▶ _What you should do_: Word for word, restate each entry in the listing below.

▶ _Data records_:
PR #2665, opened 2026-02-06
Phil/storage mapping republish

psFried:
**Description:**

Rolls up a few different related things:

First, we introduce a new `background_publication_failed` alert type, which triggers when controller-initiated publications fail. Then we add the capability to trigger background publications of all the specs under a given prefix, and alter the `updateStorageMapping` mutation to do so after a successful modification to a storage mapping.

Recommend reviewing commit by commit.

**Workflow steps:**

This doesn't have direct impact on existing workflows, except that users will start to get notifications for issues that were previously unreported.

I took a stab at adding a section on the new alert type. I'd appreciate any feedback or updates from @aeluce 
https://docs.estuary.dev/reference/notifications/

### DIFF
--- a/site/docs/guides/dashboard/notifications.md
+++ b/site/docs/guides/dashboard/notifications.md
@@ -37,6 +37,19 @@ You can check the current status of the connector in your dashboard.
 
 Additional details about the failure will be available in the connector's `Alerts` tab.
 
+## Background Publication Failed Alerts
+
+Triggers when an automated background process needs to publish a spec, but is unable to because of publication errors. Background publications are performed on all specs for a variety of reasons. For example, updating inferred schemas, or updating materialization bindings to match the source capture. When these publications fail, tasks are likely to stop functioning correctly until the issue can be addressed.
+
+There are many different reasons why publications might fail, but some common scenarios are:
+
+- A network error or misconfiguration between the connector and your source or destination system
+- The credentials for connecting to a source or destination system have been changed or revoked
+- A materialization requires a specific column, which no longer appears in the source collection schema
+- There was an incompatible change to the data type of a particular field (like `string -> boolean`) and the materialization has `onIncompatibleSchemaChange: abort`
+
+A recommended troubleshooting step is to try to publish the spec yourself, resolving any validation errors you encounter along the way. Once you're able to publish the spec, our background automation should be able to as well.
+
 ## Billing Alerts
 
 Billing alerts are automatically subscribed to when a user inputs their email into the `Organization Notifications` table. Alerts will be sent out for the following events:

▶ _Result of this task_:
PR #2665, opened 2026-02-06
Phil/storage mapping republish

psFried:
**Description:**

Rolls up a few different related things:

First, we introduce a new `background_publication_failed` alert type, which triggers when controller-initiated publications fail. Then we add the capability to trigger background publications of all the specs under a given prefix, and alter the `updateStorageMapping` mutation to do so after a successful modification to a storage mapping.

Recommend reviewing commit by commit.

**Workflow steps:**

This doesn't have direct impact on existing workflows, except that users will start to get notifications for issues that were previously unreported.

I took a stab at adding a section on the new alert type. I'd appreciate any feedback or updates from @aeluce 
https://docs.estuary.dev/reference/notifications/

### DIFF
--- a/site/docs/guides/dashboard/notifications.md
+++ b/site/docs/guides/dashboard/notifications.md
@@ -37,6 +37,19 @@ You can check the current status of the connector in your dashboard.
 
 Additional details about the failure will be available in the connector's `Alerts` tab.
 
+## Background Publication Failed Alerts
+
+Triggers when an automated background process needs to publish a spec, but is unable to because of publication errors. Background publications are performed on all specs for a variety of reasons. For example, updating inferred schemas, or updating materialization bindings to match the source capture. When these publications fail, tasks are likely to stop functioning correctly until the issue can be addressed.
+
+There are many different reasons why publications might fail, but some common scenarios are:
+
+- A network error or misconfiguration between the connector and your source or destination system
+- The credentials for connecting to a source or destination system have been changed or revoked
+- A materialization requires a specific column, which no longer appears in the source collection schema
+- There was an incompatible change to the data type of a particular field (like `string -> boolean`) and the materialization has `onIncompatibleSchemaChange: abort`
+
+A recommended troubleshooting step is to try to publish the spec yourself, resolving any validation errors you encounter along the way. Once you're able to publish the spec, our background automation should be able to as well.
+
 ## Billing Alerts
 
 Billing alerts are automatically subscribed to when a user inputs their email into the `Organization Notifications` table. Alerts will be sent out for the following events:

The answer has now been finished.